Tese de Doutorado #305: Tauanne Amarante

Análise de estabilidade termodinâmica e de parâmetros estruturais de DNA e RNA por modelos mesoscópicos

Autor: Tauanne Dias Amarante

Banca Avaliadora

Gerald Weber (orientador)

Física - UFMG

Simone Silva Alexandre

Física - UFMG

Ubirajara Agero Batista

Física - UFMG

José Roberto Ruggiero

DF/UNESP

Carla Goldman

IF/USP

Orientadores

Gerald Weber (orientador)

Departamento de Física - UFMG

Resumo do Trabalho

Apresentamos o desenvolvimento de modelos mesoscópicos tipo Peyrard-Bishop (PB) em três investigações distintas de propriedades físicas de DNA e RNA. Usamos a técnica de equivalência termodinâmica e dados experimentais de temperatura de desnaturação da literatura. O primeiro trata da estabilidade do par guanina-uracila (GU) em RNA. Medidas experimentais mostraram que a estabilidade deste par de bases é influenciada pelo contexto da sequência: pares de base que o ladeiam e a direção da fita. Dados de NMR sugeriram que a diferença de estabilidade se deve ao número de ligações de hidrogênio. Através da adaptação do modelo para introduzir parâmetros dependentes de contexto, fomos capazes de prever a diferença do padrão da ligação de hidrogênio do GU de maneira consistente com os dados experimentais disponíveis para algumas determinadas configurações.
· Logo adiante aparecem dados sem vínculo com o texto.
PR #2411, opened 2025-03-05
Refine update catalog docstrings

faysou:
# Pull Request

Refine update catalog docstrings

Remove end and update catalog must not be set together actor condition

Fixed default catalog in update catalog


nautilus_trader/common/actor.pyx
```diff
@@ -2113,6 +2113,8 @@ cdef class Actor(Component):
             Recommended catalog write modes are:
             - UpdateCatalogMode.MODIFY (appends or prepends new data to the catalog by concatenating it to the existing unique parquet file).
             - UpdateCatalogMode.NEWFILE (appends new data to the catalog by creating a new parquet file).
+            It is assumed that the data in a catalog for an instrument id is contiguous in time.
```
stefansimik, line 2116: typo: continuous

faysou: no it's not a typo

Em particular, a previsão de uma única ligação de hidrogênio para configurações tandem GUpUG concorda com as medições de NMR. Dos resultados de GU em RNA vem o segundo trabalho que estuda o efeito nas ligações de hidrogênio dos terminais de DNA e RNA. No terceiro trabalho propomos um novo modelo do tipo PB incluindo informações estruturais, possibilitando a investigação da dependência do passo da hélice com concentração salina a partir de dados de temperatura de desnaturação e a comparação com dados de raio-X e ressonância. Estes resultados evidenciam a capacidade do modelo mesoscópico de produzir previsões sobre as interações intramoleculares em DNA e RNA.